Aibreán 12, 2004

born to be a stuntman

Percaya atau tidak kebanyakan warga Jakarta di tuntut selain menjadi pekerja keras juga memilki stamina dan keahlian akrobat yang luar biasa. Bayangkan dari sejak duduk di bangku sekolah orang Jakarta telah akrab dengan berbagai aksi menyerempet bahaya bahkan cenderung mempertaruhkan nyawanya. Ingat tidak waktu SMP dulu anti banget naek angkot atau mikrolet, lebih memilih mobil bak terbuka untuk berangkat dan pulang sekolah baik itu mobil bak Kijang, Hi-Ace truk tiga perempat sampe truk semen yang ga ada baknyapun ditebengin.

Caranya simple aja kok sementara mobil atau truk masih berjalan..kejar lalu tomplok, cari pijakan dan naek ke atas bak. Biasanya ritual ini dilakuin ketika arus dalam keadaan sedikit macet hingga mobil atau truk tidak melaju terlalu cepat. Lah bagaimana dong bila sedang tidak macet? biasanya ada aja satu anak yang sok berani berdiir di tengah jalan memberhentikan mobil atau truk yang melaju....ck ck ck.

Kebiasaan membonceng mobil menjadi trend yang berkembang sampai sekitar tahun awal 90-an tidak lagi harus ketika berangkat atau pulang sekolah liburan sekolahpun dilakonin, nggak tanggung-tanggung kali ini sasarannya sampai ke Bandung atau bahkan Jogja. Dengan modal minim berjanji di satu titik dekat jalan raya Propinsi (kalau dari rumah kami berati janjian deket Jl. Raya Bekasi) menebeng truk yang ke arah bandung atau Jogja atau paling tidak ke kota yang paling deket dengan tujuan yang akan disambung dengan truk lain. Selain truk biasanya untuk mencapai tujuan ga segan segan menjadi penumpang gelap kereta api. Seorang temen yang kebetulan kena garuk razia PJKA menolak tawaran untuk membayar tarif karcis yang hanya setengah harga, dia lebih memilih menumpang truk padahal anak orang kaya loh, segitu cintanya ck ck ck.

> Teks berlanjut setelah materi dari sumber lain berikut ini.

PR #808, opened 2024-12-09
game: Enable network menu in debug mode only

mrannanj:


src/game/scenes/mainmenu.c
```diff
@@ -138,6 +138,7 @@ int mainmenu_create(scene *scene) {
     scene_set_dynamic_tick_cb(scene, mainmenu_tick);
     scene_set_startup_cb(scene, mainmenu_startup);
 
+#ifdef DEBUGMODE
     if(scene->gs->net_mode == NET_MODE_CLIENT) {
         component_action(guiframe_find(local->frame, NETWORK_BUTTON_ID), ACT_PUNCH);
         component_action(guiframe_find(local->frame, NETWORK_CONNECT_BUTTON_ID), ACT_PUNCH);
```
Nopey, line 144: Please do not break the net_mode field, this is set via commandline options that this PR is not removing.
I think leaving the network game launch options in is fine, as most users will not discover them-- and they will probably be useful when we need to check if netplay works with CI pipeline-built binaries.

src/game/scenes/mainmenu/menu_main.c
```diff
@@ -105,9 +105,11 @@ component *menu_main_create(scene *s) {
     menu_attach(menu, textbutton_create(&tconf, "ONE PLAYER GAME", NULL, COM_ENABLED, mainmenu_1v1, s));
     menu_attach(menu, textbutton_create(&tconf, "TWO PLAYER GAME", NULL, COM_ENABLED, mainmenu_1v2, s));
     menu_attach(menu, textbutton_create(&tconf, "TOURNAMENT PLAY", NULL, COM_ENABLED, mainmenu_mechlab, s));
+#ifdef DEBUGMODE
     component *net = textbutton_create(&tconf, "NETWORK PLAY", NULL, COM_ENABLED, mainmenu_enter_network, s);
     widget_set_id(net, NETWORK_BUTTON_ID);
     menu_attach(menu, net);
+#endif
```
Nopey, line 112: Maybe worth putting an `#else` with a disabled "NETWORK PLAY" button, similar to the "HELP" menu we haven't implemented yet?

Nopey (changes requested):

src/game/scenes/mainmenu.c
mrannanj: Okay, I let the `scene->gs->net_mode = NET_MODE_NONE;` stay, but it doesn't affect anything, as it is 0 anyway. About the CI build, that uses debug mode for testing, so don't need it there..

mrannanj: Oh yeah, and disabled the command line stuff too here.

src/game/scenes/mainmenu/menu_main.c
mrannanj: Added the disabled network play item.

Nopey (approved):
Unsure what the motivation for removing the launch options is (`--connect` and `--port`), but the actual code changes to accomplish this are fine.

I think leaving the network game launch options in is a good idea, as they will probably be useful when we need to check if netplay works with CI pipeline-built binaries. (and users are unlikely to discover them in error)

Nopey (approved):

Vagabond (approved):
I haven't tested this but it looks correct.

PR #820, opened 2025-01-28
Don't fail to parse the config file due to an unknown option

Vagabond:
If we add or remove config options, confuse will throw an error loading the config file, and replace it with a default one. This patch enables the confuse option to not do that, and allow the config to load.

See https://github.com/libconfuse/libconfuse/pull/41


Vagabond:
I don't know if we also need this flag when writing back out the config.

katajakasa (approved):

PR #823, opened 2025-01-28
Fix pilot gender in tournament mode

Vagabond:
When loading the CHR file, load the gender from the PIC file using the 10th byte of the unknown enemy footer.

For the tournament player, consult the PLAYERS.PIC for the gender.

### DIFF
--- a/src/formats/chr.c
+++ b/src/formats/chr.c
@@ -195,7 +195,7 @@ int sd_chr_load(sd_chr_file *chr, const char *filename) {
         chr->enemies[i]->photo_id = memread_ubyte(mr);
         memread_buf(mr, chr->enemies[i]->unknown_b, 15);
         if(trn_loaded) {
-            chr->enemies[i]->pilot.sex = pic.photos[(uint8_t)chr->enemies[i]->photo_id]->sex;
+            chr->enemies[i]->pilot.sex = pic.photos[(uint16_t)chr->enemies[i]->photo_id]->sex;
         }
         for(int m = 0; m < 10; m++) {
             if(trn_loaded && trn.enemies[i]->quotes[m]) {
--- a/src/formats/chr.c
+++ b/src/formats/chr.c
@@ -190,9 +190,13 @@ int sd_chr_load(sd_chr_file *chr, const char *filename) {
             chr->enemies[i]->pilot.winnings = trn.enemies[i]->winnings;
             chr->enemies[i]->pilot.total_value = trn.enemies[i]->total_value;
             chr->enemies[i]->pilot.photo_id = trn.enemies[i]->photo_id;
-            chr->enemies[i]->pilot.sex = pic.photos[(uint8_t)chr->enemies[i]->unknown[9]]->sex;
         }
-        memread_buf(mr, chr->enemies[i]->unknown, 25);
+        memread_buf(mr, chr->enemies[i]->unknown_a, 9);
+        chr->enemies[i]->photo_id = memread_ubyte(mr);
+        memread_buf(mr, chr->enemies[i]->unknown_b, 15);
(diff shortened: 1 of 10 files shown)


src/resources/pilots.c
```diff
@@ -4,17 +4,20 @@
 void pilot_get_info(pilot *pilot, int id) {
     // TODO read this from MASTER.DAT
     // XXX the colors are eyeballed
+    pilot->sex = 0;
```
Nopey, line 7: Shouldn't this be using PILOT_SEX_MALE and PILOT_SEX_FEMALE instead of 0 and 1?

src/resources/pilots.c
```diff
@@ -4,17 +4,20 @@
...
     switch(id) {
         case 0:
+            // CRYSTAL
```
Nopey, line 10:
```suggestion
        case PILOT_CRYSTAL:
```

Use the enums instead of adding comments, please

src/formats/chr.c
```diff
@@ -175,6 +190,7 @@ int sd_chr_load(sd_chr_file *chr, const char *filename) {
             chr->enemies[i]->pilot.winnings = trn.enemies[i]->winnings;
             chr->enemies[i]->pilot.total_value = trn.enemies[i]->total_value;
             chr->enemies[i]->pilot.photo_id = trn.enemies[i]->photo_id;
+            chr->enemies[i]->pilot.sex = pic.photos[(uint8_t)chr->enemies[i]->unknown[9]]->sex;
```
Nopey, line 193: Please name unknown[9]

Nopey (changes requested):

katajakasa (approved):

src/formats/chr.c
```diff
@@ -176,7 +191,12 @@ int sd_chr_load(sd_chr_file *chr, const char *filename) {
             chr->enemies[i]->pilot.total_value = trn.enemies[i]->total_value;
             chr->enemies[i]->pilot.photo_id = trn.enemies[i]->photo_id;
         }
-        memread_buf(mr, chr->enemies[i]->unknown, 25);
+        memread_buf(mr, chr->enemies[i]->unknown_a, 9);
+        chr->enemies[i]->photo_id = memread_ubyte(mr);
+        memread_buf(mr, chr->enemies[i]->unknown_b, 15);
+        if(trn_loaded) {
+            chr->enemies[i]->pilot.sex = pic.photos[(uint8_t)chr->enemies[i]->photo_id]->sex;
```
Nopey, line 198: is there a reason you're casting the uint16_t photo_id to a uint8_t?
if overreading the photos buffer is the concern, please perform a check against MAX_PIC_PHOTOS.

Vagabond: This is a great question, I don't actually know the size of the field in the CHR file. That said, I don't think any PIC files with more than 255 entries exist..

Vagabond, line 198:
```suggestion
            chr->enemies[i]->pilot.sex = pic.photos[(uint16_t)chr->enemies[i]->photo_id]->sex;
```

Vagabond: I made it a uint16_t now, better?

Nopey: Why are you casting?

Vagabond: It was to fix a compiler warning.

Nopey: I ran a clang and gcc build (using CI, see PR #828) and do not see a compiler warning.

I suspect the warning was solved when you broke `char unknown[25]` into three: unknown_a, photo_id, and unknown_b-- and the cast is a vestige of the unknown char array's signedness.

Vagabond: You seem to be correct.

PR #1487, opened 2025-04-22
Fixing udp.d.ts

linfan68:
Found an Error on the .d.ts file (Buffer should be the 3rd argument), refer to different native c code:

https://github.com/Moddable-OpenSource/moddable/blob/2945c5d0f2d37e534a3d09729f25e576b0561676/modules/io/socket/win/udp.c#L226

https://github.com/Moddable-OpenSource/moddable/blob/2945c5d0f2d37e534a3d09729f25e576b0561676/modules/io/socket/lin/udp.c#L233

https://github.com/Moddable-OpenSource/moddable/blob/2945c5d0f2d37e534a3d09729f25e576b0561676/modules/io/socket/lwip/udp.c#L197

https://github.com/Moddable-OpenSource/moddable/blob/2945c5d0f2d37e534a3d09729f25e576b0561676/modules/io/socket/mac/udp.m#L237

### DIFF
--- a/typings/embedded_io/socket/udp.d.ts
+++ b/typings/embedded_io/socket/udp.d.ts
@@ -32,7 +32,7 @@ declare module "embedded:io/socket/udp" {
       multicast: string;
       timeToLive: number;
     }))
-    write(buffer: Buffer, address: string, port: number): void;
+    write(address: string, port: number, buffer: Buffer): void;
     read(): ArrayBuffer & {
       address: string;
       port: number;


phoddie:
Yikes!

You are correct that `udp.d.ts` is out of sync with the implementations. But.... the implementations are wrong! Checking the [standard](https://419.ecma-international.org/#-10-io-classes-udp-socket) for UDP, the `buffer` argument is first. That's consistent with the IO Class Pattern which always defines the first argument as the data to be written and leaves the remaining arguments, if any, to the particular class.

I think the implementations should be fixed. That will break some code. Best to do that sooner than later. For the transition, I can check for the first argument being a string and issue a specific exception about the needed change.

phoddie:
Closing as the implementation has been updated to match the 419 specification and type declaration.

PR #1495, opened 2025-05-06
Add escaping for private scoped modules when building TypeScript on non-windows hosts

cmidgley:
Fix for private-scoped modules where the `#` symbol wasn't being escaped correctly (the tsconfig dependency rule, on non-Windows platforms).


mkellner:

PR #1498, opened 2025-05-11
Added Atomic Echo Base device

kitazaki:
<A HREF="https://docs.m5stack.com/en/atom/Atomic%20Echo%20Base">Atomic Echo Base</A> is speaker and microphone base for M5 Atom series.

I added M5Atom Lite and M5Atom S3 with Atomic Echo Base target files.

m5atom_s3r_echo_base_1
m5atom_s3r_echo_base_2

This is a sample. (small talking stack-chan, Node-RED MCU Edition)
img_0483_720


mkellner:
This will be available in the next release.

PR #1503, opened 2025-06-06
m5atom s3 simulator

stc1988:
As chance to use the M5Atom S3 have increased, such as adding the M5Atom Echo Base target, I have added a simulator.

スクリーンショット 2025-06-07 0 15 43


phoddie:
Fun.

PR #1505, opened 2025-06-10
add Typing  for Digest

stc1988:
There are other classes in the crypt module, and many classes related to encryption, but I think `Digest` is the one that is most often used directly by applications, so this PR only covers `Digest`.


phoddie:
`Digest` makes perfect sense as a starting point. Thank you.

PR #1508, opened 2025-06-15
migrate M5StackCoreTouch to ECMA 419

stc1988:
In [fabf5e6](https://github.com/Moddable-OpenSource/moddable/commit/fabf5e66856717585099a976bbc26632922626cf), `M5StackCoreTouch` uses 419 driver, but virtualbutton doesn't work by this change.

This PR changes M5StackCoreTouch to conform to the ECMA-419 interface.


stc1988:
@phoddie 
I have confirmed that it also works with the new I²C in version 5.10.0. Could you confirm this PR?

mkellner:
This has been committed and will be available in the next code drop.

PR #1519, opened 2025-07-19
getCharacteristics of web-bluetooth can find all characteristics

stc1988:
I quickly started testing the new Web Bluetooth API, but I found an issue that `getCharacteristics` doesn’t work and I can’t retrieve all the characteristics.

This PR fixes the above issues.

### DIFF
--- a/modules/io/ble/web-bluetooth/web-bluetooth.js
+++ b/modules/io/ble/web-bluetooth/web-bluetooth.js
@@ -314,9 +314,14 @@ class BluetoothDevice {
 			return target.promise;
 		}
 		getCharacteristics(ids) {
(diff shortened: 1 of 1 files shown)


stc1988:
This is a separate matter from the topic, but I made additional modifications because I couldn’t retrieve the characteristic properties.

phoddie:
Thank you for trying this out so quickly. Very helpful.

The `new new` is clearly wrong.

The `getCharacteristics` change is good but can be more concise:

```js
ids = ids?.map(id => BluetoothUUID.getCharacteristic(id));
```

That same change needs to be applied to `getPrimaryService()` and `getDescriptors()`. We can do that after merging the PR.

mkellner:
This is now available in TOT.

PR #1522, opened 2025-08-03
Update Timer typings to use Timer IDs

stc1988:
Refactored the `Timer` type definitions to use numeric timer IDs instead of Timer instances. 
Although not included in this repository, I think it is also necessary to modify the following functions defined in `mcpack.d.ts` of  `@moddable/typings`   so that their return values are IDs.

```
declare function setInterval(handler: Function, timeout?: number): void;
declare function setTimeout(handler: Function, timeout?: number): void;
```

### DIFF
--- a/typings/timer.d.ts
+++ b/typings/timer.d.ts
@@ -19,7 +19,7 @@
 */
 
 declare module "timer" {
-  export type TimerCallback = (timer: Timer) => void;
+  export type TimerCallback = (id: number) => void;
 
   class Timer {
     private constructor()
@@ -27,20 +27,18 @@ declare module "timer" {
       callback: TimerCallback,
       interval?: number,
       repeat?: number
-    ) => Timer
+    ) => number
     static repeat: (
       callback: TimerCallback,
       interval: number,
-    ) => Timer
+    ) => number
     static schedule: (
-      timer: Timer,
+      id: number,
       interval?: number,
       repeat?: number
     ) => void;
-    static clear: (timer: Timer | undefined | null) => void;
+    static clear: (id: number | undefined | null) => void;
     static delay: (milliseconds: number) => void;
-
-    private brand: boolean;
   }
 
   export {Timer as default};


phoddie:
Thanks for the PR. I'm not sure we should make this change. Let me try to explain.

My guess is that you are proposing this change to match the behavior of `setInterval` and friends from the web. That is understandable, but the value returned by `Timer.set` and friends is really an object, not a number. Forcing the type to be a number means that developers could write code that fails. The following is a little silly, but would be considered valid by TypeScript, yet would fail:

```
const timers = new Float64Array(1);
timers[0] = setInterval(() => {debugger}, 1);
clearInterval(timers[0]);
```

There is another popular JavaScript runtime where `setInterval` and friends return an object: Node.js. You can check Node's `Timer` [docs for the details](https://nodejs.org/api/timers.html#settimeoutcallback-delay-args). The Moddable SDK typing for Timer are consistent with that approach.

The use of a number by `setInterval` and friends to represent a timer is historic and not without problems. Still, if you really want or need `setInterval` and friends to use numbers for timers, the right solution under the Moddable SDK would probably be to provide a separate implementation of those global functions that maintains a private global `Map` to convert between the timer instance and its corresponding number.

stc1988:
Sorry, I forgot to check what `Timer.set` actually returns.  I understand that Timer.set returns an object, but I have two points to confirm.

- The expression “timer’s ID” in the [documentation](https://github.com/Moddable-OpenSource/moddable/blob/1bea8ad83750c0455ebb83e4ee5243d84e0745e1/documentation/base/base.md#timer) evokes an interface similar to the Web, but wouldn’t it be more appropriate to state that it returns a timer object?
- I’m not sure whether `setInterval` in `mcpack` is compatible with the Web or Node.js, but I would like to add a type definition for its return value.

phoddie:
> The expression “timer’s ID” in the [documentation](https://github.com/Moddable-OpenSource/moddable/blob/1bea8ad83750c0455ebb83e4ee5243d84e0745e1/documentation/base/base.md#timer) evokes an interface similar to the Web, but wouldn’t it be more appropriate to state that it returns a timer object?

If I recall well, the Timer API returned a number when the documentation was written. I'll update the docs to avoid any confusion.

The documentation also says...

> Timer IDs are opaque that are only useful for passing to Timer functions

...which remains accurate. There are currently no methods on Timer instances beyond those inherited from `Object.prototype`. That answers your question about `setInterval()` in `mcpack`: the instance is opaque. It is not just a POJO, however; it is a Timer. That's why the  TypeScript declaration of Timer includes `private brand: boolean` – so that only true Timer instances may be passed to the Timer API. Maybe that means that `mcpack.d.ts` should be updated to replace `id: number` with `id: Timer`.

stc1988:
Thank you for the explanation, I understand now. I’ll close this PR as it’s unnecessary.

phoddie:
I think something like this is needed in mcpack.d.ts – changing the timer values from numbers to Timer instances.

```ts
declare function clearImmediate(id: Timer): void;
declare function clearInterval(id: Timer): void;
declare function clearTimeout(id: Timer): void;
declare function setImmediate(handler: Function): Timer;
declare function setInterval(handler: Function, timeout?: number): Timer;
declare function setTimeout(handler: Function, timeout?: number): Timer;
```

What do you think?

stc1988:
Got it, same here.

stc1988:
typings package has been updated to 5.10.0, but does it include the mcpack.d.ts update?

phoddie:
> , but does it include the mcpack.d.ts update?

No, it does not. I should have posted about this earlier.

When I tried the change to mcpack.d.ts locally, TypeScript generated all sorts of errors. I tried to find a solution but failed. Were you able to make the change and use it successfully with `mcpack`?

stc1988:
I was able to solve it with the following definition.

``` ts
interface Console {
	log(...log: (string | number | boolean)[]):void;
}

import type Timer from "timer";

declare global {
 const console: Console;
 const clearImmediate: (timer: Timer) => void;
 const clearInterval: (timer: Timer) => void;
 const clearTimeout: (timer: Timer) => void;
 const setImmediate: (handler: Function) => Timer;
 const setInterval: (handler: Function, timeout?: number) => Timer;
 const setTimeout: (handler: Function, timeout?: number) => Timer;
}
```

When I try to import Timer, it becomes a [top-level import and seems to be defined as a module](https://www.typescriptlang.org/docs/handbook/2/modules.html?utm_source=chatgpt.com#how-javascript-modules-are-defined), and it seems that in order to declare something as global in a modular file, we need to use `declare global`.

phoddie:
Hey, that works nicely. Thank you. It seems obvious now. ;) TypeScript is nice to use, but creating the declarations still feels mysterious to me.

We'll publish an update to @moddable/typings so that this is available before the next Moddable SDK release.

stc1988:
Version 5.10.1 works as expexted. Thank you.

Issue #1527, opened 2025-09-03
[Feature request] Update to the new model `gpt-realtime`


stc1988:
New speech-to-speech model `gpt-realtime` is now [generally available](https://openai.com/index/introducing-gpt-realtime/).

My understanding is that this includes the following advantages:
- Higher performance and lower cost of use
- two new voices, Cedar and Marin
- Remote MCP server support
- Image Input

I tried using this new model, but there seem to be changes in the message structure, which will require some work.

stc1988:
[As a result of trial and error,](https://github.com/Moddable-OpenSource/moddable/compare/public...stc1988:moddable:feature/gpt-realtime) I was able to have conversations with the conversational AI app with new voices. I am currently checking the tool function.

stc1988:
Since we hadn’t been able to continue the conversation after sending the functionResult even before this change, I applied a fix and confirmed it’s working.
For now, I’ll create a PR with the fixes up to this point.

PR #1529, opened 2025-09-13
Update to the new model gpt-realtime (#1527)

stc1988:
This PR adds support for the new openAIRealtime model `gpt-realtime`(#1527).

I confirmed that conversationalAI and chataudioio-tools are working.


phoddie:
Very interesting. I'll take a look.

stc1988:
I think [Moddable 6.1.0](https://github.com/Moddable-OpenSource/moddable/releases/tag/6.1.0) did this update.

PR #1531, opened 2025-09-22
Add MCP23017 expander module to manifest

stc1988:
Updated `manifest.json` to include the MCP23017 expander module and preload it. This allows the example to use the MCP23017 I/O expander functionality.

### DIFF
--- a/examples/io/i2c/expander/main.js
+++ b/examples/io/i2c/expander/main.js
@@ -12,7 +12,7 @@
  *
  */
 
-import Expander from "embedded:io/provider/MCP23017";
+import Expander from "embedded:io/provider/MCP23X17";
 
 const expander = new Expander({
 	i2c: device.I2C.default,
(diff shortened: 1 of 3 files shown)


phoddie:
Yes, this is out of date in a few ways. Thank you for pointing that out.

Our usual style these days is to have a manifest for the module, so projects can include that directly. Here that would mean adding a manifest at `$MODDABLE/modules/io/expander/manifest.json`:

```json
{
	"modules": {
		"embedded:io/provider/MCP23X17": "./expander"
	},
	"preload": [
		"embedded:io/provider/MCP23X17"
	]
}
```

The module specifier used in the example is also slightly incorrect. It should be `embedded:io/provider/MCP23X17` to match the [specification](https://github.com/EcmaTC53/spec/blob/master/docs/Hardware%20Components/providers/Digital-Microchip-MCP23X17.md) referenced by [ECMA TR/109](https://ecma-international.org/publications-and-standards/technical-reports/ecma-tr-109/).

stc1988:
@phoddie 
Thank you for reviewing. I updated the source code.

mkellner:
This will be available in the next release.

PR #1534, opened 2025-09-23
Fixed mbedtls include path

rmontrosecbw:
The mbedtls include path in Espressif SDK version 5.5.x is $(IDF_PATH)/components/mbedtls/mbedtls/include/. This is correct in make.esp32.mk but was left out of nmake.esp32.mk


phoddie:
Makes sense. Thank you. We'll get this merged.

mkellner:
This has been committed and will be available in the next code drop.

PR #688, opened 2024-11-01
Changes in dataset

stacyrse:
- added a new dataset
- created new plots
- created new questions/adapted the old material

This is not the final version, I am hoping to check the layout with the new build


alee:
Hi there, did you submit this PR to the correct base repository? Please make sure you follow the contributor guidelines when submitting a PR, including a clear description of what you're attempting to modify and why. 

If you're trying to customize your own version of the gapminder lesson you'll want to adjust your PR base repository targets :sweat_smile:

You should also be careful not to commit generated files, e.g., the figures.

Cheers!

alee (commented):
Appears to be a test and includes generated files that should not be stored in the repo.

Issue #673, opened 2024-03-05
axis labels are wonky in gdp mean exercise


alee:
### How could the content be improved?

#670 exposed some issues in the rendering of the comparing data challenge

![gdp](https://github.com/swcarpentry/python-novice-gapminder/assets/5682309/af496d6d-1620-4ccf-ae27-7d9ff7c220f3)

### Which part of the content does your suggestion apply to?

https://swcarpentry.github.io/python-novice-gapminder/14-looping-data-sets.html#comparing-data

georginaalbadri:
Hello,

Two options depending on the amount of complexity we want to add. The first is just to rotate the xticklabels; this can be added prior to the plt.legend() line (outside of the loop):

`# rotate the xticklabels on the plot for better readability`
`plt.xticks(rotation=90)`
`# stop the labels being cut off when saving the figure`
`plt.tight_layout()`

![rotated_labels](https://github.com/swcarpentry/python-novice-gapminder/assets/26206247/c6770223-8ab0-4179-8809-f133b28930fc)


The second, the preferred option for a more presentable graph but likely too complex to include at this point in the tutorial is to split the strings in the xticklabels and keep only the year, since the rest of the label is the same for all the data. Add this prior to the plt.lengend() line (outside of the loop):

`# set the x-labels to be the year in the column headings of the dataframe`
`# get dataframe column headings `
`headings = dataframe.columns[1:]`
`# split the strings into two parts on the underscore and get the second part (the year)`
`years = headings.str.split('_').str.get(1)`
`# use the years as x-axis labels`
`ax.set_xticks(range(len(years)))`
`ax.set_xticklabels(years)`
`ax.set_xlabel('Year')"`

![split_labels](https://github.com/swcarpentry/python-novice-gapminder/assets/26206247/02c1a86e-1f1d-46e5-b4aa-18fcb2b12bc4)

I think as this part of the lesson is on looping over the data rather than presentation the rotation is probably sufficient!

alee:
Thanks for sharing @georginaalbadri ! A PR for this would be welcome, but I can also submit one on your behalf next week.

PR #691, opened 2024-12-03
Issue 673: Add title and just year as x-axis label

nikk-nikaznan:
Issue #673

Extract the years from the columns (so instead of `gdpPercap_<year>` will just be the year), and add title to the plot as `GDP Per Capita for Regions Over Time`.


vahtras:
Thanks. This change to the suggested solution is not directly visible in the workshop material but if one downloads the code and generates the graph one will see be a substantial improvement: avoiding ugly overlapping x-labels. There is nothing to question here so I will accept it.

PR #707, opened 2025-11-25
Update reflection exercise in coffee break

### LINKED ISSUE #562: update afternoon break episode 15 reflections
Currently the episode 15 reflections text expects to happen after we go over functions but due to lesson episode reordering this is no longer the case. We either need to come up with other reflections or move the break after functions (which might be too long)

https://swcarpentry.github.io/python-novice-gapminder/15-coffee/index.html

https://swcarpentry.github.io/python-novice-gapminder/16-writing-functions/index.html

JostMigenda:
In the afternoon coffee break, ensure that the reflection questions correspond to an episode before the break. Previously, they corresponded to an episode coming after the coffee break. This closes #562, see discussion there.

### DIFF
--- a/episodes/15-coffee.md
+++ b/episodes/15-coffee.md
@@ -9,10 +9,5 @@ break: 15
 
 Over break, reflect on and discuss the following:
 
-- A common refrain in software engineering is "Don't Repeat Yourself". How do the techniques we've learned in the last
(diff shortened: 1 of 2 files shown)


alee:
Thanks for the PR! I like the new text, but may preserve the original reflections in the next lesson as a preview or callout box. And we may still consider adding something about conditionals as well...

alee (approved):

PR #229, opened 2019-10-28
Update InlineQueryResult types

demget:
There were a lot of changes in Bot API since the first implementation of an inline API, so I updated all the InlineQueryResult types.

Another issue was with ParseMode in `InputTextMessageContent` struct. You always had to convert original ParseMode type to string, as defined in the `InputTextMessageContent`. Changing type of this field from `string` to `tb.ParseMode` breaks backwards compatibility. So, the best and safe solution in this case is making `ParseMode` type identical, not different: `type ParseMode = string`.

```go
result.SetContent(&tb.InputTextMessageContent{
    // instead of this:
    ParseMode: string(tb.ModeMarkdown),
    // now you can do this:
    ParseMode: tb.ModeMarkdown,
})
```

### DIFF
--- a/inline_types.go
+++ b/inline_types.go
@@ -65,6 +65,12 @@ type ArticleResult struct {
 
 	// Optional. URL of the thumbnail for the result.
 	ThumbURL string `json:"thumb_url,omitempty"`
+
+	// Optional. Width of the thumbnail for the result.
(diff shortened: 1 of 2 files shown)


stek29:
I've realized it wasn't in develop yet, and it doesn't break anything, should've been merged long time ago.

PR #230, opened 2019-11-03
Small fixes and improvements

demget:


message.go
```diff
@@ -180,6 +180,9 @@ type Message struct {
 	// in this field will not contain further ReplyTo fields even
 	// if it is itself a reply.
 	PinnedMessage *Message `json:"pinned_message"`
+
+	// Inline keyboard attached to the message.
+	ReplyMarkup InlineKeyboardMarkup `json:"reply_markup"`
```
stek29, line 185: It's used as pointer in other places in this library
But since it's just a struct with one slice inside using it as value is better imo

stek29:
Thank you.

I've merged it manually to have EditCaption and Message.ReplyMarkup in separate commits, I hope it's ok.

PR #237, opened 2019-12-08
Callback's inline message

demget:
This branch allows to call `Edit`, `EditCaption`, ... methods with inline messages. I added helper field `InlineID` to `Message` struct, which indicates that the message is sent by inline mode. Extended `MessageSig` will return this id with zero `chat_id`.

Inline message was handled in edit functions like so:
```go
// If inline message.
if chatID == 0 {
	params["inline_message_id"] = messageID
} else {
	params["chat_id"] = strconv.FormatInt(chatID, 10)
	params["message_id"] = messageID
}
```

..but there wasn't any built-in interface that represents inline message with valid `MessageSig` implementation.

And now, you can do something like this with no problems:
```go
func OnCallback(c *tb.Callback) {
    b.Edit(c, "new text") // even if it's inline message
}
```

I also added helper function `IsInline` for `Callback` type.

### DIFF
--- a/bot.go
+++ b/bot.go
@@ -312,8 +312,13 @@ func (b *Bot) incomingUpdate(upd *Update) {
 
 	if upd.Callback != nil {
 		if upd.Callback.Data != "" {
-			data := upd.Callback.Data
+			if upd.Callback.MessageID != "" {
+				upd.Callback.Message = &Message{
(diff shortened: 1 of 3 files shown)


tucnak:
Thank you! Sorry for the long wait.

PR #250, opened 2020-02-29
Add sendAnimation

fullpipe:
Added:
- https://core.telegram.org/bots/api#animation
- https://core.telegram.org/bots/api#sendanimation


tucnak:
Sorry for the long wait! Code looks great actually, tested it—works fine.Thank you!

PR #251, opened 2020-02-29
Add support parse_mode for albums photo

dzen-it:
https://core.telegram.org/bots/api#inputmediaphoto
The "parse_mode" option was not processed in the albums photos.
Added "omitempty" for "caption" because it's optional for request.
Fixed.


stek29:
Thank you

PR #256, opened 2020-03-28
Spellcheck/reword

kn100:
I wanted to read the entire readme for this as I am planning on using it - so I thought I'd spellcheck/reword at the same time! Thanks for the great lib.


tucnak:
Cheers!

PR #257, opened 2020-03-30
Implement poll API

setval:


demget:
Thank you!

poll.go
```diff
@@ -0,0 +1,47 @@
...
+
+func (p *Poll) IsRegular() bool {
+	return p.Type == "regular"
+}
+
+func (p *Poll) IsQuiz() bool {
+	return p.Type == "quiz"
+}
+
+func (p *Poll) AddAnswers(text ...string) {
```
stek29, line 43: why is it named AddAnswers, if it actually adds Options?

setval: Initially, it was planned that options (PollOption) only contains Text, so I decided to call the method this way (that is, the VoterCount field is not filled in). But now I really understand that perhaps another name would be acceptable. I reserve the right for collaborators.

stek29: @demget maybe it’s a good idea to change it before develop is merged?

PR #269, opened 2020-04-25
Dice API support

0xfedcafe:


demget (changes requested):
Please do not forget about gaps between logical blocks of code. 
Send method should look like this:

```go
}

// Send delivers dice through bot b to recipient.
func (d *Dice) Send(b *Bot, to Recipient, opt *SendOptions) (*Message, error) {
	params := map[string]string{
		"chat_id": to.Recipient(),
		"emoji":   string(d.Type),
	}
	embedSendOptions(params, opt)

	data, err := b.Raw("sendDice", params)
	if err != nil {
		return nil, err
	}

	return extractMessage(data)
}
```

demget:
Thank you!

demget (commented):
Ok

Tetapi cerita ini tidak berhenti sampai SMA saja, bahkan ketika akal sehat dan logika mengalahkan gejolak muda. Untuk berangkat kerjapun orang Jakarta ternyata diharuskan memiliki keahlian 'menomplok' bila ingin terbawa kendaraan umum pada rush hour, ga peduli bila anda wanita sekalipun. Waktu masih sering naek kereta dulu saya pernah melihat orang ngejar kereja yang sudah bergerak sekitar 50 meter-an, tapi org itu tetap nekat ngejar dan ketika kira2 jarak setengah atau satu metaran dia loncat dan nomplok tuh gerbong terkahir, kalau nggak dipegangin sama penumpang lainnya saya ga tau deh gimana akhir cerita ini.

Mungkin sutradara Hollywood musti ke Jakarta, tepatnya ke st. kereta listrik seputar jabotabek untuk melihat nekatnya kami demi sesuap nasi, dari yang nomplok kereta yang sudah berjalan sampai yang numpang di atas gerbong, bagaimana kalau di bayar lebih yah? Saya rasa nomplok pesawat ulang alikpun dilakonin abis. Hanya saja ga tau deh bisa ga kita beraksi di depan kamera khan rata2 orang kita pemalu looooh.

Btw sudah pernah lihat orang jatuh dari kereta atau kejepit antara peron dan gerbong kakinya?...saya pernah, mau denger?....laen kali ya.